Convert SPA native python loops to numpy operations
Hi,
I'd like to make this proposal to speed up the "nrel_numpy" version of pvlib.solarposition.get_solarposition()
In this PR I just replace some of the native python loops with numpy equivalent slicing and sums. In my local testing (using order 10 input times) I have found that this version take about 45% less time than the current version. It is also takes about 20% less time than the current"nrel_numba" version.
When I modified the sum_mult_cos_add_mult() and longitude_obliquity_nutation() functions could no longer infer the datatypes of these functions. Hence these functions now use the global USE_NUMBA setting. This allows numba to infer the dataypes whilst allowing the numpy version to avoid the native python loops.

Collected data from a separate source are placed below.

PR #1363, opened 2026-04-21
Fix null-unsafe payments config validation for partial overrides

mantrakp04:
## Summary
- Make the `branchPaymentsSchema` custom validator tolerant of partial override objects
- Avoid crashing when `payments.products` or `payments.productLines` are absent during validation
- Add regression tests for partial configs plus the existing missing-line and customer-type mismatch cases

## Testing
- Added Vitest coverage for partial payments configs and validation failures
- Lint passed for the touched schema files
- Typecheck passed for `packages/stack-shared`

## Summary by CodeRabbit

* **Bug Fixes**
  * Improved validation robustness with stricter type-safety checks for payment-related data configurations.
  * Enhanced error messages for clearer feedback on validation failures.

* **Tests**
  * Added comprehensive test coverage for edge cases including missing configurations and type mismatches.


mantrakp04:
@greptile-ai review

packages/stack-shared/src/config/schema.ts
```diff
@@ -181,15 +181,21 @@ export const branchPaymentsSchema = yupObject({
...
-    for (const [productId, product] of Object.entries(value.products)) {
-      if (!product.productLineId) continue;
-      const productLine = getOrUndefined(value.productLines, product.productLineId);
+    const products = value.products;
+    if (!isObjectLike(products)) return true;
+
+    const productLines = value.productLines;
+    for (const [productId, product] of Object.entries(products)) {
+      if (!isObjectLike(product)) continue;
+      if (product.productLineId == null) continue;
```
nams1570: Discussion: this is a stricter check than what we had before. Is there a reason you switched it? This change would mean empty product line ids are not skipped.

nams1570 (commented):
Test-wise, why not just append to the unit tests in schema.ts? Also, is there a reason behind not using inline snapshots? that's more in line with how the codebase handles it.
Also, it would be nice to have them run abortEarly = false tests if possible since by default that's what smart-request runs.

BilalG1 (approved):

nams1570 (approved):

- [x] I am familiar with the contributing guidelines
- [ ] Tests added
- [ ] Updates entries in
docs/sphinx/source/referencefor API changes. - [ ] Adds description and name entries in the appropriate "what's new" file in
docs/sphinx/source/whatsnewfor all changes. Includes link to the GitHub Issue with:issue:`num`or this Pull Request with:pull:`num`. Includes contributor name and/or GitHub username (link with:ghuser:`user`). - [ ] New code is fully documented. Includes numpydoc compliant docstrings, examples, and comments where necessary.
- [ ] Pull request is nearly complete and ready for detailed review.
- [ ] Maintainer: Appropriate GitHub Labels (including
remote-data) and Milestone are assigned to the Pull Request and linked Issue.
@dfulu is this ready for the CI?
Hi @cwhanse, yes it is
@cwhanse I think the test failure on windows + python 3.9 is unrelated to the changes I've made. I'm not sure how to proceed
@dfulu the py39 failure is unrelated.
The portions of code activated by USE_NUMBA are shown as untested. That looks like something that needs fixed on pvlib's side. I'm not the right person to determine what that is.
Although marked as successful, the benchmark report indicates that NUMBA couldn't be imported in the py39 environment for the speed checks.
@cwhanse Thanks for the reply, I'll maybe wait until someone else is available to look. In the mean time I'll see if there is another way instead of using the USE_NUMBA flag
Nice @dfulu! Have you checked how the vectorized version affects peak memory usage?
Although marked as successful, the benchmark report indicates that NUMBA couldn't be imported in the py39 environment for the speed checks.
Thanks for noticing this. It's an issue on main too. Maybe some incompatibility between numba and numpy versions getting installed in the benchmark environment?
The portions of code activated by USE_NUMBA are shown as untested. That looks like something that needs fixed on pvlib's side. I'm not the right person to determine what that is.
Code coverage isn't (can't be) recorded for code that gets run via numba. There's no workaround as far as I'm aware, but the last time I checked was a couple years ago now.
Nice @dfulu! Have you checked how the vectorized version affects peak memory usage?
@kandersolar, I didn't think of that actually.
I've had a look, and the vectorised version definitely uses more memory. I did a bit of testing of the solar_position() function with 10k times. With this version, the peak memory usage was about 23MB, the main branch version for 10k inputs used 10MB at its peak. For 100k datetimes these become and 165MB and 41MB respectively. So definitely this new one scales less well on memory footprint. I think both scale as with O(N), but different coefficients.
I've also done a bit more profiling and found that this version only beats the main branch up to the order of 1000 input times, then they converge. It also only beats the numba version at around O(10) input times which is exactly the order I was testing at. So not as exciting as it first seemed
I've also done a bit more profiling and found that this version only beats the main branch up to the order of 1000 input times, then they converge.
I am seeing this PR being rather slower at medium-sized N (10k times), perhaps 1.5-2x the runtime compared with main. Since ~10k times is a primary pvlib use case (one year of hourly values), a slowdown there is a problem. With that, and the added code complexity of the if USE_NUMBA: branches, it's not looking like it makes sense to merge this PR.
However, I was running the comparison on a noisy laptop, so even though the results seemed relatively repeatable, it's possible my brief testing isn't representative. I'd be interested in seeing more results if anyone is interested in trying it out.